I did some research, a process reminiscent of a ,detective film': the more I found out the more obvious it became that my financial sponsor Richard, who had been a student at IDHEC in 1968 and who was one of the initiators of the strike, always knew just that little bit more... This was in early 1992. The script for Grand Bonheur was beginning to yield an income and I was ready for new adventures... It took two years before we returned to this project. Both of us were still very keen to make the film. Thanks to a small advance by the CNC and with the support of the Ministery of Work we were able to start filming very soon.
My real ambition was to create a space where voices could be heard... to play with time. For example, what does Pierre Guyot say, the man who wears a tie in the '68 film? "I am a communist". "It must be possible to end a strike." "Wait and sign." He wasn't manipulated into saying this, these are his convictions. Then we ask him to talk about his life, his family situation, the Algerian war. In the end, we have a very different image of this man.
Filming took three months. We worked from May to August 1995 with some interruptions, simultaneously doing the research. In other words, one day we would do an interview, the next day I would be on the phone researching new leads to find yet another person. Or we would try to set up a meeting for the day after... As a rule we tried not to meet people before filming them, but to ,see' them only with the camera. We wanted to retain a maximum amount of freshness and spontaneity. I would call my interviewees, tell them my little story, that I was making a film about ,Wonder', that I wanted to show them a video cassette. We would make a date, arrive at the location, install the camera, show them the cassette and then talk...
The team was reduced to a minimum: I had Frédéric Ullmann doing sound and Dominique Perrier doing camera work. We had worked together before (In Grand Bonheur Frédéric was responsible for sound and Dominique was the director's assistant). We had to work very fast, so our hosts didn't feel as if a whole film crew had invaded them. As soon as the camera was taken out of the car - we never knew the location nor the people - we had to find a suitable spot, a minimum of decor, frame the scene properly, in short, do a kind of pre-editing, arranged as speedily as possible. It really was team work. Not only did we communicate with gestures or eye contact, we also had to be attentive listeners. Without Dominique's or Frédéric's special care the film couldn't have been made. By the way, there are moments in the film when the interviewees would address them, not me. It's obvious by the direction they were looking to. These moments are really precious to me. I could be reproached for not doing the interviews like a proper ,journalist'. I seldom contradict, I don't pursue a particular argument. But I take this liberty since I am not interviewing Bosnian or Serbian war criminals. Anyway, I wouldn't be able to handle that situation. When I set up a fictional situation I have to love each character. In a documentary, where real people are also the characters, the situation is much more complicated. It is absolutely necessary that everyone gets the opportunity to speak. This doesn't preclude the viewer from forming his or her own preferences.

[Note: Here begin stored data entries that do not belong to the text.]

PR #11045, opened 2023-05-04
asset_tracker_v2: tests: Make json_common use unity instead of ztest

balaji-nordic:
The json_common unit test is now made to use the unity test framework
instead of ztest. This is done to align it with the other unit tests
in the asset_tracker_v2 folder that also use unity instead of ztest.

Replaced all zassert functions with the corresponding TEST_ASSERT 
macros in unity. 

The message parameter of the assert functions were removed as they
were superfluous. If the test fails, it will indicate which assert failed.

Fixed a segmentation fault that occurred because we were 
invoking `cJSON_Delete()` on random pointers.  This is now fixed by  
memsetting the dummy variable to 0 in `tearDown()`, which clears all pointers.
The `cJSON_Delete()` will not try to free the pointer if it is NULL.

### DIFF
--- a/applications/asset_tracker_v2/tests/json_common/src/main.c
+++ b/applications/asset_tracker_v2/tests/json_common/src/main.c
@@ -4,7 +4,7 @@
  * SPDX-License-Identifier: LicenseRef-Nordic-5-Clause
  */
 
-#include <zephyr/ztest.h>
+#include <unity.h>
 #include <zephyr/kernel.h>
 #include <stdio.h>
 #include <string.h>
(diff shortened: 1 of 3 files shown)


applications/asset_tracker_v2/tests/json_common/src/main.c
```diff
@@ -1166,170 +1184,30 @@ static void test_floating_point_encoding_configuration(void)
...
+				decoded_values.accelerometer_inactivity_timeout);
 
 	cJSON_Delete(decoded_root_obj);
 }
 
-/* Setup and teardown functions. Used to allocate root and array objects used in test and to
- * cleanup allocated memory afterwards.
- */
-
-static void test_setup_object(void)
```
balaji-nordic, line 1196: All setup and tear down functions are merged and moved to the top.

applications/asset_tracker_v2/tests/json_common/src/main.c
```diff
@@ -1166,170 +1184,30 @@ static void test_floating_point_encoding_configuration(void)
...
-	cJSON_FreeString(dummy.buffer);
-	cJSON_Delete(dummy.array_obj);
-}
-
-void test_main(void)
+int main(void)
 {
 	cJSON_Init();
-
-	ztest_test_suite(json_common,
```
balaji-nordic, line 1224: This whole block is no longer needed as unity framework automatically picks up the test cases by searching this file for `test_` functions.

jtguggedal (approved):

simensrostad (approved):

PR #11054, opened 2023-05-05
doc: Extend supported board list in Features of nRF70 Series

richabp:
Extended supported board list in the
Features of nRF70 Series guide.

SHEL-1587

### DIFF
--- a/doc/nrf/working_with_nrf/nrf70/features.rst
+++ b/doc/nrf/working_with_nrf/nrf70/features.rst
@@ -7,10 +7,7 @@ Features of nRF70 Series
     :local:
     :depth: 2
 
-Introduction
-************
-
-The nRF70 Series of wireless companion ICs add Wi-Fi capabilities to another System-on-Chip (SoC), Microprocessor Unit (MPU), or Microcontroller (MCU) host device.
+The nRF70 Series of wireless companion ICs add Wi-Fi® capabilities to another System-on-Chip (SoC), Microprocessor Unit (MPU), or Microcontroller (MCU) host device.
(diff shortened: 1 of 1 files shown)


richabp:
@mjd90 @bama-nordic : As suggested by @sachinthegreen, do we need to add nRF7001 DK in the list?

krish2718 (approved):

mjd90 (commented):
Can we add an additional column in the table, e.g. "Companion module", between DK and PCA columns. The first row (7002 DK) would be N/A, the next 3 would be "nRF7002 EK" and the 4th would be "nRF7002 EB". We don't need the PCA number for these.

Once available, we should add links to the EK user guide (in the existing column).

doc/nrf/working_with_nrf/nrf70/features.rst
```diff
@@ -29,25 +26,54 @@ The following figure illustrates the partitioning of the Wi-Fi stack between the
...
+     - nRF7002 EK
+     - PCA10090
+     - ``nrf9160dk_nrf9160_ns``
+     - | `Product Specification <nRF9160 Product Specification_>`_
+       | :ref:`Getting started <ug_nrf9160_gs>`
+       | `User Guide <nRF9160 DK Hardware_>`_
+   * - Thingy:53
+     - nRF7002 EB
+     - PCA20053
+     -
```
bama-nordic, line 71: Please add Thingy53 board target - `thingy53_nrf5340_cpuapp`

bama-nordic (approved):

mjd90 (approved):
LGTM

PR #11055, opened 2023-05-05
tfm: Add support for boards using nrf9120 SoC

joerchan:


joerchan:
Draft: This PR still requires changes for full nrf9161 support.

samples/nrf9160/modem_shell/sample.yaml
```diff
@@ -5,70 +5,70 @@ tests:
     build_only: true
     integration_platforms:
       - nrf9160dk_nrf9160_ns
-    platform_allow: nrf9160dk_nrf9160_ns
+    platform_allow: nrf9160dk_nrf9160_ns nrf9161dk_nrf9161_ns
```
trantanen, line 8: I'm asking because I don't know and we should have a conscious decision about these:

1. Do we need to add `nrf9161dk_nrf9161_ns` also to `integration_platforms`?
2. What about the rest of the samples under nrf9160? So we need similar compilation for all of our samples for nrf9161dk_nrf9161_ns?

joerchan:
Addressing uncovered license and yaml issues here: https://github.com/nrfconnect/sdk-nrf/pull/11106
This PR needs to be merged first.

samples/nrf9160/modem_shell/sample.yaml
eivindj-nordic: 1. AFAIK, we currently do not have any test setup in CI for nrf9161 DK. The plan is to add it to integration_platforms once we have test nodes with it. 
2. This is the samples and applications that it has been decided to support for now. More samples are to be supported later.

trantanen: Ok

trantanen (approved):
modem_shell looks good for me.

VTPeltoketo (approved):
SLM tests passed

joerchan:
@eivindj-nordic Rebased, "modules: memfault: add nRF9161 support" commit had merge-conflicts, can you verify that I resolved it correctly?

eivindj-nordic:
> @eivindj-nordic Rebased, "modules: memfault: add nRF9161 support" commit had merge-conflicts, can you verify that I resolved it correctly?

Thanks, looks correct to me!

lib/modem_antenna/Kconfig
```diff
@@ -7,7 +7,7 @@
 menuconfig MODEM_ANTENNA
 	bool "Modem antenna configuration"
 	depends on NRF_MODEM_LIB
-	default y if (BOARD_NRF9160DK_NRF9160_NS || BOARD_THINGY91_NRF9160_NS)
+	default y if SOC_SERIES_NRF91X
```
tokangas, line 10: The library is intended to be enabled by default for nRF916x DKs and Thingy:91s. `SOC_SERIES_NRF91X` is enabled also for customer boards, where depending on their design the library may not be needed. Maybe it would be better to just add `BOARD_NRF9161DK_NRF9161_NS` flagging instead of using `SOC_SERIES_NRF91X`.

samples/nrf9160/modem_shell/sample.yaml
```diff
@@ -162,7 +162,7 @@ tests:
...
     extra_args: >
       OVERLAY_CONFIG="overlay-modem-trace.conf;overlay-memfault.conf"
       DTC_OVERLAY_FILE="nrf9160dk_ext_flash.overlay"
```
tokangas, line 168: nRF9161 DK build should probably use `nrf9161dk_ext_flash.overlay` instead.

lib/modem_antenna/Kconfig
eivindj-nordic: My thought was that this is most likely used by other boards as well, and it was better to use the SoC series to avoid a long list of boards in the end. But I am fine with keeping it too :)

samples/nrf9160/modem_shell/sample.yaml
eivindj-nordic: I'm not sure what is the best way to allow different overlays based on the platform in this case, so I'll drop this for now and add it later for this test.

lib/modem_antenna/Kconfig
```diff
@@ -25,16 +27,16 @@ endchoice
...
 	help
 	  Defines the AT%XMAGPIO command to be sent to the modem. Leave
 	  empty if this command should not be sent.
 
 config MODEM_ANTENNA_AT_COEX0
 	string "AT%XCOEX0 command"
-	default "AT\%XCOEX0=1,1,1565,1586" if (BOARD_NRF9160DK_NRF9160_NS || BOARD_THINGY91_NRF9160_NS) && MODEM_ANTENNA_GNSS_ONBOARD
-	default "AT\%XCOEX0" if (BOARD_NRF9160DK_NRF9160_NS || BOARD_THINGY91_NRF9160_NS) && MODEM_ANTENNA_GNSS_EXTERNAL
+	default "AT\%XCOEX0=1,1,1565,1586" if (SOC_SERIES_NRF91X && MODEM_ANTENNA_GNSS_ONBOARD)
+	default "AT\%XCOEX0" if (SOC_SERIES_NRF91X && MODEM_ANTENNA_GNSS_EXTERNAL)
```
tokangas, line 39: I think we could just remove `SOC_SERIES_NRF91X` from these conditions. I probably put the DK/Thingy flagging here myself originally, but I don't think it's really needed. When the library is enabled, the default COEX0 configuration can be selected based on the type of the antenna.

tokangas (approved):

mia-ko (commented):
Do we need a changelog entry for these changes?

mia-ko (approved):

rlubos (approved):

rlubos:
All jobs passed on rerun

PR #11065, opened 2023-05-05
Configuring Tx power back off value for Edge band frequencies

srinivas1201:


srkanordic (approved):

sachinthegreen (approved):

rado17 (approved):

drivers/wifi/nrf700x/Kconfig.nrf700x
```diff
@@ -114,6 +114,66 @@ config NRF700X_ANT_GAIN_5G_BAND3
 	default 0
 	range 0 6
 
+config NRF700X_BAND_2G_LOWER_EDGE_BACKOFF
```
krish2718, line 117: I don't think these should be part of Kconfig, as these are HW related they have to be in the DTS.

krish2718 (changes requested):

drivers/wifi/nrf700x/Kconfig.nrf700x
sachinthegreen: Agree. Created a Jira https://projecttools.nordicsemi.no/jira/browse/SHEL-1613 for this. We can target this in a subsequent PR.

krish2718 (approved):

PR #11068, opened 2023-05-05
manifest:  Add option to build and use PSA core from Oberon

joerchan:
test-sdk-nrf: testing-psa-core-09-05


modules/trusted-firmware-m/Kconfig.psa.defconfig
```diff
@@ -115,10 +115,10 @@ config PSA_WANT_ECC_BRAINPOOL_P_R1_256
 	default y
 config PSA_WANT_ECC_BRAINPOOL_P_R1_384
 	bool
-	default y
```
Vge0rge, line 118: You can remove the default line completely, right? Why do you need to keep it?

modules/trusted-firmware-m/Kconfig.psa.defconfig
```diff
@@ -67,7 +67,7 @@ config PSA_WANT_ALG_RIPEMD160
 	default n
 config PSA_WANT_ALG_MD5
 	bool
-	default y
+	default n
```
frkv, line 70: Note: TCP module used legacy MD5 APIs when CONFIG_NET_TCP_ISN_RFC6528 is enabled. 

We currently convert PSA_WANT_ALG_MD5 to MBEDTLS_MD5_C in the file to convert PSA_WANT_ALG_XXXX to builtin equivalents. Please see: https://github.com/nrfconnect/sdk-nrfxlib/blob/main/nrf_security/configs/nrf-config.h#L47

I recommend changing this to `default y if !NET_TCP_ISN_RFC6528`

joerchan: It would be impossible to satisfy this condition with CONFIG_PSA_CORE_OBERON.
We could have:
```
config PSA_WANT_ALG_MD5
      bool
      depends on PSA_CORE_BUILTIN
      default y if NET_TCP_ISN_RFC6528
```

joerchan: Given that it appears CONFIG_NET_TCP_ISN_RFC6528  is using legacy APIs and do not support PSA I don't think we need to enable this.

modules/trusted-firmware-m/Kconfig.psa.defconfig
joerchan: Technically, yes. But this file sets the default configurations to either y or n, so having it here for completeness, also in case they original default changes this would not be affected by that.

modules/trusted-firmware-m/Kconfig.psa.defconfig
frkv: We have multiple ways of solving this if it becomes a problem in the future. The proper solution is to not use MD5 for this in Zephyr. We should focus our attention on that.

frkv (approved):
LGTM pending green test and correct SHA

Vge0rge (approved):

west.yml
```diff
@@ -59,7 +59,7 @@ manifest:
     # https://developer.nordicsemi.com/nRF_Connect_SDK/doc/latest/zephyr/guides/modules.html
     - name: zephyr
       repo-path: sdk-zephyr
-      revision: c2859f736bfc959b91cca472ba32563afccea0bc
+      revision: pull/1157/head
```
rlubos, line 62: Zephyr SHA: `6ae8ab054126778fcc0054d5243580e72197359c`

west.yml
```diff
@@ -131,7 +131,7 @@ manifest:
     - name: nrfxlib
       repo-path: sdk-nrfxlib
       path: nrfxlib
-      revision: 37e3dd8997b3db49527c7cdcea92021ee3c0e97c
+      revision: pull/972/head
```
rlubos, line 134: nrfxlib SHA: `4812d76369271546120386dff7fa38f717f1d787`

rlubos (approved):

rlubos:
There was a little havoc in the CI, but jobs passed after (multiple) reruns.

PR #11080, opened 2023-05-08
Fix scan filter get manufacturer

alwa-nordic:


doc/nrf/releases/release-notes-changelog.rst
```diff
@@ -450,6 +450,11 @@ Bluetooth libraries and services
     * Salt size in the Fast Pair not discoverable advertising from 1 byte to 2 bytes, to align with the Fast Pair specification update.
     * The :kconfig:option:`CONFIG_BT_FAST_PAIR_CRYPTO_OBERON` Kconfig option is now the default Fast Pair cryptographic backend.
 
+* :ref:`nrf_bt_scan_readme` library:
+
+  * Fixed:
+
+    * The :c:func:`bt_scan_filter_status_get` was missing ``manufacturer_data.enabled``.
```
wiba-nordic, line 457:
```suggestion
    * The :c:func:`bt_scan_filter_status_get` function was missing the ``manufacturer_data.enabled`` status check.
```
Not sure if "status check" is correct. Do use a more appropriate term if it is wrong.

wiba-nordic (changes requested):

doc/nrf/releases/release-notes-changelog.rst
alwa-nordic: Is a long-form explanation is like this good? I'm not sure how to best word the "output argument" part.

```suggestion
    * The :c:func:`bt_scan_filter_status_get` was never setting the :c:member:`bt_filter_status.manufacturer_data.enabled` field on its output argument. This field is now correctly set to reflect the current status of the filter when the function is called.
```

wiba-nordic:
```suggestion
    * The output arguments of the :c:func:`bt_scan_filter_status_get` function.
      The :c:member:`bt_filter_status.manufacturer_data.enabled` field is now correctly set to reflect the status of the filter when the function is called.
```
It's preferable to word  bullet point so that the heading (fixed/added/removed) fits like it was part of the sentence. But long-form explanation is more than fine.

wiba-nordic (approved):
Line 458 doesn't have to be empty, but it can be. Both are OK.

KAGA164 (approved):

carlescufi (approved):

PR #11082, opened 2023-05-08
wifi: scan: Fix scan results display

D-Triveni:
As LOG_PRINTK is enabled, printk is buffering the
scan results. So, disabled the config

Fixes SHEL-1450


samples/wifi/scan/prj.conf
```diff
@@ -31,6 +31,7 @@ CONFIG_DEBUG_COREDUMP_MEMORY_DUMP_MIN=y
 # Logging
 CONFIG_LOG=y
 CONFIG_PRINTK=y
+CONFIG_LOG_PRINTK=n
```
krish2718, line 34: Can you please add a comment as to why we need this?

udaynordic (approved):

bama-nordic (approved):

PR #11095, opened 2023-05-09
lib: nrf_modem: trace: add shell command

gregersrygg:
Move modem_trace command from modem_shell sample to nrf_modem_lib. Can be used in any application or sample that have CONFIG_SHELL and CONFIG_NRF_MODEM_LIB_TRACE enabled.


doc/nrf/libraries/modem/nrf_modem_lib.rst
```diff
@@ -329,6 +329,76 @@ Other configurations set in the devicetree, such as the current speed, are overw
...
+
+Examples
+--------
+
+* Modem trace everything (LTE, IP and GNSS):
+
+  .. code-block:: console
+
+     modem_trace start full
+     <test using gnss-, lte-, or ip-commands>
```
tokangas, line 349: References to `modem_shell` commands should probably be removed from here.

tokangas (commented):
These are the first shell commands for modemlib, but more could be added later, I guess. So, just thinking if we should instead add command `modem` with a sub-command `trace`? This way all modemlib related commands could be under the same `modem` command.

lib/nrf_modem_lib/shell/modem_trace_memfault.c
```diff
@@ -61,10 +66,13 @@ static sMemfaultCdrSourceImpl s_my_custom_data_recording_source = {
 	.mark_cdr_read_cb = mark_cdr_read_cb,
 };
 
-void modem_trace_memfault_send(uint32_t trace_duration_ms)
+void modem_trace_memfault_send(const struct shell *sh, size_t size, uint32_t trace_duration_ms)
 {
 	static bool memfault_cdr_source_registered;
-	size_t size = nrf_modem_lib_trace_data_size();
+
+	if (shl == NULL) {
```
trantanen, line 73: I guess this NULL check is kind of unnecessary and shl could be set always but doesn't harm either.

modules/memfault-firmware-sdk/Kconfig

In any case, I didn't write a doctoral thesis about Wonder. I am not interested in exact dates. It doesn't really matter to me when exactly the women on strike won the right to take showers. What is interesting, however, is to focus on their ability to remember. The foremen claim that the shower strike happened long before '68, but Marie-Thérèse swears it was '70. There is no point in confronting them, everyone chooses their words so carefully. When we edited the film, however, we preferred the most plausible version of the story. Marie-Thérèse's narrative seemed to make the most sense since she had been employed in the women's workshops and begun work in September 1968. Perhaps she remembers the chronology of events more precisely than the foremen who had worked there for forty years.
In the film I am visible several times. I felt it was a moral duty. I couldn't ask people to talk in front of the camera, to present themselves, while I hid off-screen. Being on camera myself became a dramaturgical necessity. It's like this: there is this rather peculiar person who bothers people at home with a portable television, a video recorder and a video cassette and who has an idée fixe: to find the woman who was filmed on June 10th, 1968 at the ,Wonder' factory gates. This strange person must be given a body and a voice, in short, be physically present.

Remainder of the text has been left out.